For the records below, report how many lines include "final", with no accompanying text.

### [Collected data]
=== Section Start ===

PR #89, opened 2024-09-06
`Sum` and `Counter`

### LINKED ISSUE #73: Binary Counter
### Motivation

Configurable counters are useful!

### Desired solution

- Reset with reset value
- Saturation value (maximum value)
- Saturation behavior (overflow vs. hold at saturated value)
- Enable (increment) -> when high: increment, when low: don't increment
- Enable decrement
- Increment amount
- Decrement amount
- number of increments/decrements (different constructors maybe for 1 vs multiple)

### Alternatives considered

_No response_

### Additional details

_No response_

mkorbel1:
## Description & Motivation

A `Sum` and `Counter` component.  The `Sum` adds up all the things input combinationally, and the `Counter` adds a flop (essentially).  The components are super flexible and generic.

## Related Issue(s)

Fix #73 

## Testing

Added new tests

## Backwards-compatibility

No

## Documentation

Yes


doc/components/summation.md
desmonddak, line 1: Is there another obvious use of summation outside the counter?

lib/src/component_config/components/config_summation.dart
desmonddak, line 1: config_counter should be config_summation

lib/src/component_config/config_knobs/int_optional_config_knob.dart
desmonddak, line 1: Do we need to refactor other components to use this knob?  or only for those that have optional inputs?

lib/src/summation/counter.dart
```diff
@@ -0,0 +1,150 @@
...
+            minValue: minValue,
+            width: width,
+            saturates: saturates,
+            name: name);
+
+  /// Creates a [Counter] that counts up by all of the provided [logics],
+  /// including much of the other available configuration in the default
+  /// constructor.
+  ///
+  /// All [logics] are always incrementing and controled optionally by a single
```
desmonddak, line 119: controlled

lib/src/summation/counter.dart
```diff
@@ -0,0 +1,150 @@
...
+  /// width information (e.g. a [LogicValue]), or by making it large enough to
+  /// fit [maxValue], or by inspecting widths of [interfaces]. There must be
+  /// enough information provided to determine the [width].
+  ///
+  /// If no [maxValue] is provided, one will be inferred by the maximum that can
+  /// fit inside of the [width].
+  ///
+  /// The [restart] input can be used to restart the counter to a new value, but
+  /// also continue to increment in that same cycle. This is distinct from
+  /// [reset] which will reset the counter, holding the [count] at [resetValue].
```
desmonddak, line 33: Do you want to define the saturates feature and the conditions like overflow and equalsMax?

lib/src/summation/sum.dart
```diff
@@ -0,0 +1,183 @@
...
+    final lowerSaturation = Logic(name: 'lowerSaturation', width: internalWidth)
+      ..gets(minValueLogicExt + zeroPoint);
+
+    final internalValue = Logic(name: 'internalValue', width: internalWidth);
+    sum <= (internalValue - zeroPoint).getRange(0, width);
+
+    final preAdjustmentValue =
+        Logic(name: 'preAdjustmentValue', width: internalWidth);
+
+    Combinational.ssa((s) => [
```
desmonddak, line 115: I think this needs a comment as to what ssa is doing.  It's a little opaque.  I think you know because you made ssa actually work...

lib/src/summation/sum_interface.dart
```diff
@@ -0,0 +1,79 @@
...
+  /// with a type that contains width information (e.g. a [LogicValue]). There
+  /// must be enough information provided to determine the [width].
+  ///
+  /// If a [fixedAmount] is provided, then [amount] will be tied to a [Const]. A
+  /// provided [fixedAmount] must be parseable by [LogicValue.of]. Note that the
+  /// [fixedAmount] will always be interpreted as a positive value truncated to
+  /// [width]. If no [fixedAmount] is provided, then [amount] will be a normal
+  /// [port] with [width] bits.
+  ///
+  /// If [hasEnable] is `true`, then an [enable] port will be added to the
```
desmonddak, line 52: I do this differently:  if someone passes in an enable in the optional list, then I add it as an input.  This avoids a boolean and gives me the Logic they want to connect as an enable.  So would you prefer to pass in the enable itself (if not passed, don't create an input)

lib/src/summation/summation_base.dart
```diff
@@ -0,0 +1,165 @@
+// Copyright (C) 2024 Intel Corporation
+// SPDX-License-Identifier: BSD-3-Clause
+//
+// sum.dart
```
desmonddak, line 4: summation_base.dart

desmonddak (commented):
Looks good. I did not walk through all logic as it is hairy.  I learned some things like using inject and negEdge which I hadn't used before.

One thing I didn't check is if the Counter has good defaults for the common case (single increment, wraparound?)

doc/components/summation.md
mkorbel1: The `Sum` is useful as-is and offered as a separate component, is that what you meant?

lib/src/component_config/config_knobs/int_optional_config_knob.dart
mkorbel1: I think other components were able to live with the int being required always because the default could just be populated.  This is one of the first/only components where `int` configuration defaults are `null` (and make sense to be so).  I don't think there's any others to refactor, but this should be generically useful in the future.

lib/src/summation/sum_interface.dart
mkorbel1: The difference in this case is that we're generating an `Interface` object, not a `Module`, and the pattern for these is usually to accept configuration information, not actual `Logic`s, since it's not going to actually use that `Logic` for anything.  Do you still think something is worth changing here?

mkorbel1:
> if the Counter has good defaults for the common case (single increment, wraparound?)

Yes, the default is wrap-around and requires a list of interfaces.  The `Counter.simple` constructor can just be given a clock, reset, and width (or max value) and it would be a simple increment-by-one counter.  You need to provide something so width can be inferred, but beyond that I think the defaults are convenient for what most people expect.

lib/src/summation/counter.dart
mkorbel1: A good idea, adding, thanks

lib/src/summation/sum.dart
mkorbel1: sure, added some comments

lib/src/summation/counter.dart
```diff
@@ -0,0 +1,157 @@
...
+    count <=
+        flop(
+          clk,
+          sum.sum,
+          reset: reset,
+          resetValue: initialValueLogic,
+        );
+
+    // need to flop these since value is flopped
+    overflowed <= flop(clk, sum.overflowed, reset: reset);
```
desmonddak, line 81: If we had a different word for this, we might collapse under/overflow into a single output since the Counter runs in one direction.

Not sure now about equalsMax/Min:  if we have an incrementing counter, do we see equalsMin on reset? Or is this really and 'equalsLimit' and we could collapse these two into one output.

desmonddak (commented):
This PR is in great shape.  My biggest question is: do we need both max and min in the same Counter.  If not, the interface gets way simpler and easier to understand.

mkorbel1:
> do we need both max and min in the same Counter

Yes, because we could have both incrementing and decrementing inputs, with variable amounts and enables.

lib/src/summation/counter.dart
mkorbel1: We need both because we could have both incrementing and decrementing inputs, with variable amounts and enables, so it's possible for the same counter to experience min and max both

lib/src/summation/sum_interface.dart
mkorbel1: Filed #91 to help track this more generally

=== Section End ===

### [Solution]
3